TASK INSTRUCTIONS >> Give the records back in full, exactly as they read.

........

PR #673, opened 2026-07-16
[PERF] Fuse forward + backward + optimizer into a single graph

abogdanovicTT:
### Issue

N/A

### Problem description

The training step runs the forward+backward and the optimizer as two separate graphs. Two things force extra compilations / executions:

1. After `loss_.backward()` the loss and all grads are synced with `_xla_sync_multi` + `_clear_pending_irs`, which cuts the graph between backward and the optimizer step. Forward+backward and the optimizer update therefore compile and execute as separate graphs every step.
2. `torch.optim.AdamW` lazily allocates its `step` / `exp_avg` / `exp_avg_sq` state on the first `step()`. This changes the optimizer graph's input signature after step 0 and forces a second compilation of the step.

This PR fuses forward + backward + optimizer into a single graph and pre-materializes the AdamW state so the fused step compiles only once.

### What's Changed

- Fuse the whole step into one graph in `train.py`: drop the intermediate `_xla_sync_multi` / `_clear_pending_irs` on loss+grads so the forward/backward IR stays pending and joins the optimizer update, executed by the single sync inside `optimizer_step`.
- Add `materialize_adamw_state` to `tools/workaround_utils.py`: pre-initializes AdamW `step`/`exp_avg`/`exp_avg_sq` to zero (a numerical no-op, since Adam's own lazy init also starts at zero) so the fused step graph keeps a stable input signature and compiles once.
- Accumulate a detached `step_loss` lazily and read it (`.item()`) only after `optimizer_step`, so logging the loss no longer cuts the graph.

### DIFF
--- a/blacksmith/experiments/torch/llama/xla/lora/single_chip/llama_3_1_8b_sst2.yaml
+++ b/blacksmith/experiments/torch/llama/xla/lora/single_chip/llama_3_1_8b_sst2.yaml
@@ -3,13 +3,13 @@ dataset_id: "sst2"
 
 # Model settings
 model_name: "meta-llama/Llama-3.1-8B"
-max_length: 512
+max_length: 128
 dtype: "torch.bfloat16"
 
 # Training hyperparameters
 training_model_type: "lora"
 learning_rate: 1e-4
-batch_size: 1
+batch_size: 8
 num_epochs: 1
 ignored_index: -100
 
--- a/blacksmith/experiments/torch/llama/xla/lora/single_chip/llama_3_1_8b_sst2.yaml
+++ b/blacksmith/experiments/torch/llama/xla/lora/single_chip/llama_3_1_8b_sst2.yaml
@@ -3,13 +3,13 @@ dataset_id: "sst2"
 
 # Model settings
 model_name: "meta-llama/Llama-3.1-8B"
-max_length: 128
+max_length: 512
 dtype: "torch.bfloat16"
 
 # Training hyperparameters
 training_model_type: "lora"
 learning_rate: 1e-4
-batch_size: 8
+batch_size: 1
 num_epochs: 1
 ignored_index: -100
 
@@ -59,3 +59,4 @@ use_tt: True
 measure_e2e_time: False
 enable_trace: False
 trace_region_size: 1000000000 # DRAM region size (bytes) for runtime trace
+enable_const_eval: False
--- a/blacksmith/experiments/torch/llama/xla/lora/single_chip/llama_3_1_8b_sst2.yaml
+++ b/blacksmith/experiments/torch/llama/xla/lora/single_chip/llama_3_1_8b_sst2.yaml
@@ -3,13 +3,13 @@ dataset_id: "sst2"
 
 # Model settings
 model_name: "meta-llama/Llama-3.1-8B"
-max_length: 512
+max_length: 128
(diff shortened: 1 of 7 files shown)


blacksmith/experiments/torch/llama/xla/lora/single_chip/llama_3_1_8b_sst2.yaml
```diff
@@ -32,8 +32,8 @@ wandb_tags: ["test"]
 wandb_watch_mode: "all"
 wandb_log_freq: 1000
 model_to_wandb: False
-steps_freq: 10
-val_steps_freq: 10
```
mmilosevicTT, line 36: This does not seem related to the PR.

blacksmith/experiments/torch/llama/xla/train.py
```diff
@@ -192,20 +201,20 @@ def train(
...
-                    # Optimizer will do unnecessary recompute if we don't clear the pending IRs after syncing the loss and grads.
-                    torch_xla._XLAC._clear_pending_irs(torch_xla._XLAC._xla_get_default_device())
-
-                running_loss += loss_.item()
+                # Keep the whole step (forward + backward + optimizer) in a single graph.
+                # No sync is issued here on purpose: the forward and backward IR stays pending
+                # and lazily joins the optimizer update, so everything is compiled and executed
+                # together by the one sync inside `optimizer_step`. The detached micro-batch loss
+                # is accumulated lazily so it can be read afterwards without cutting the graph.
+                step_loss = loss_.detach() if step_loss is None else step_loss + loss_.detach()
```
mmilosevicTT: So this means we are extending the graph to grad_accumulation_step loops + optimizer? Will this pose problems with memory?

blacksmith/experiments/torch/llama/xla/train.py
```diff
@@ -113,6 +117,10 @@ def train(
     trainable_params = [p for p in model.parameters() if p.requires_grad]
     optimizer = torch.optim.AdamW(trainable_params, capturable=config.use_tt, lr=config.learning_rate)
 
+    # Pre-create optimizer state so the fused step graph compiles only once.
+    if config.use_tt and not config.resume_from_checkpoint:
+        materialize_adamw_state(optimizer)
+
     # Load checkpoint if needed.
     if config.resume_from_checkpoint:
         checkpoint_manager.load_checkpoint(model, optimizer)
```
mmilosevicTT, line 141: Did you try loading from checkpoint? Will this always stay one graph? i.e does load_checkpoint not introduce some operations like it was with fresh optimizer?

mmilosevicTT (approved):
LGTM

Left few comments

agobeljicTT (approved):

blacksmith/experiments/torch/llama/xla/train.py
agobeljicTT: fixed it in the last commit, now we have one fwd+bwd and one fwd+bwd+opt

blacksmith/experiments/torch/llama/xla/train.py
agobeljicTT: i'll try this Monday, make myself a reminder

agobeljicTT: there was an issue, resolved it by putting optimizer to device and syncing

........

REPLY TO THE EXERCISE >>
PR #673, opened 2026-07-16
[PERF] Fuse forward + backward + optimizer into a single graph

abogdanovicTT:
### Issue

N/A

### Problem description

The training step runs the forward+backward and the optimizer as two separate graphs. Two things force extra compilations / executions:

1. After `loss_.backward()` the loss and all grads are synced with `_xla_sync_multi` + `_clear_pending_irs`, which cuts the graph between backward and the optimizer step. Forward+backward and the optimizer update therefore compile and execute as separate graphs every step.
2. `torch.optim.AdamW` lazily allocates its `step` / `exp_avg` / `exp_avg_sq` state on the first `step()`. This changes the optimizer graph's input signature after step 0 and forces a second compilation of the step.

This PR fuses forward + backward + optimizer into a single graph and pre-materializes the AdamW state so the fused step compiles only once.

### What's Changed

- Fuse the whole step into one graph in `train.py`: drop the intermediate `_xla_sync_multi` / `_clear_pending_irs` on loss+grads so the forward/backward IR stays pending and joins the optimizer update, executed by the single sync inside `optimizer_step`.
- Add `materialize_adamw_state` to `tools/workaround_utils.py`: pre-initializes AdamW `step`/`exp_avg`/`exp_avg_sq` to zero (a numerical no-op, since Adam's own lazy init also starts at zero) so the fused step graph keeps a stable input signature and compiles once.
- Accumulate a detached `step_loss` lazily and read it (`.item()`) only after `optimizer_step`, so logging the loss no longer cuts the graph.

### DIFF
--- a/blacksmith/experiments/torch/llama/xla/lora/single_chip/llama_3_1_8b_sst2.yaml
+++ b/blacksmith/experiments/torch/llama/xla/lora/single_chip/llama_3_1_8b_sst2.yaml
@@ -3,13 +3,13 @@ dataset_id: "sst2"
 
 # Model settings
 model_name: "meta-llama/Llama-3.1-8B"
-max_length: 512
+max_length: 128
 dtype: "torch.bfloat16"
 
 # Training hyperparameters
 training_model_type: "lora"
 learning_rate: 1e-4
-batch_size: 1
+batch_size: 8
 num_epochs: 1
 ignored_index: -100
 
--- a/blacksmith/experiments/torch/llama/xla/lora/single_chip/llama_3_1_8b_sst2.yaml
+++ b/blacksmith/experiments/torch/llama/xla/lora/single_chip/llama_3_1_8b_sst2.yaml
@@ -3,13 +3,13 @@ dataset_id: "sst2"
 
 # Model settings
 model_name: "meta-llama/Llama-3.1-8B"
-max_length: 128
+max_length: 512
 dtype: "torch.bfloat16"
 
 # Training hyperparameters
 training_model_type: "lora"
 learning_rate: 1e-4
-batch_size: 8
+batch_size: 1
 num_epochs: 1
 ignored_index: -100
 
@@ -59,3 +59,4 @@ use_tt: True
 measure_e2e_time: False
 enable_trace: False
 trace_region_size: 1000000000 # DRAM region size (bytes) for runtime trace
+enable_const_eval: False
--- a/blacksmith/experiments/torch/llama/xla/lora/single_chip/llama_3_1_8b_sst2.yaml
+++ b/blacksmith/experiments/torch/llama/xla/lora/single_chip/llama_3_1_8b_sst2.yaml
@@ -3,13 +3,13 @@ dataset_id: "sst2"
 
 # Model settings
 model_name: "meta-llama/Llama-3.1-8B"
-max_length: 512
+max_length: 128
(diff shortened: 1 of 7 files shown)


blacksmith/experiments/torch/llama/xla/lora/single_chip/llama_3_1_8b_sst2.yaml
```diff
@@ -32,8 +32,8 @@ wandb_tags: ["test"]
 wandb_watch_mode: "all"
 wandb_log_freq: 1000
 model_to_wandb: False
-steps_freq: 10
-val_steps_freq: 10
```
mmilosevicTT, line 36: This does not seem related to the PR.

blacksmith/experiments/torch/llama/xla/train.py
```diff
@@ -192,20 +201,20 @@ def train(
...
-                    # Optimizer will do unnecessary recompute if we don't clear the pending IRs after syncing the loss and grads.
-                    torch_xla._XLAC._clear_pending_irs(torch_xla._XLAC._xla_get_default_device())
-
-                running_loss += loss_.item()
+                # Keep the whole step (forward + backward + optimizer) in a single graph.
+                # No sync is issued here on purpose: the forward and backward IR stays pending
+                # and lazily joins the optimizer update, so everything is compiled and executed
+                # together by the one sync inside `optimizer_step`. The detached micro-batch loss
+                # is accumulated lazily so it can be read afterwards without cutting the graph.
+                step_loss = loss_.detach() if step_loss is None else step_loss + loss_.detach()
```
mmilosevicTT: So this means we are extending the graph to grad_accumulation_step loops + optimizer? Will this pose problems with memory?

blacksmith/experiments/torch/llama/xla/train.py
```diff
@@ -113,6 +117,10 @@ def train(
     trainable_params = [p for p in model.parameters() if p.requires_grad]
     optimizer = torch.optim.AdamW(trainable_params, capturable=config.use_tt, lr=config.learning_rate)
 
+    # Pre-create optimizer state so the fused step graph compiles only once.
+    if config.use_tt and not config.resume_from_checkpoint:
+        materialize_adamw_state(optimizer)
+
     # Load checkpoint if needed.
     if config.resume_from_checkpoint:
         checkpoint_manager.load_checkpoint(model, optimizer)
```
mmilosevicTT, line 141: Did you try loading from checkpoint? Will this always stay one graph? i.e does load_checkpoint not introduce some operations like it was with fresh optimizer?

mmilosevicTT (approved):
LGTM

Left few comments

agobeljicTT (approved):

blacksmith/experiments/torch/llama/xla/train.py
agobeljicTT: fixed it in the last commit, now we have one fwd+bwd and one fwd+bwd+opt

blacksmith/experiments/torch/llama/xla/train.py
agobeljicTT: i'll try this Monday, make myself a reminder

agobeljicTT: there was an issue, resolved it by putting optimizer to device and syncing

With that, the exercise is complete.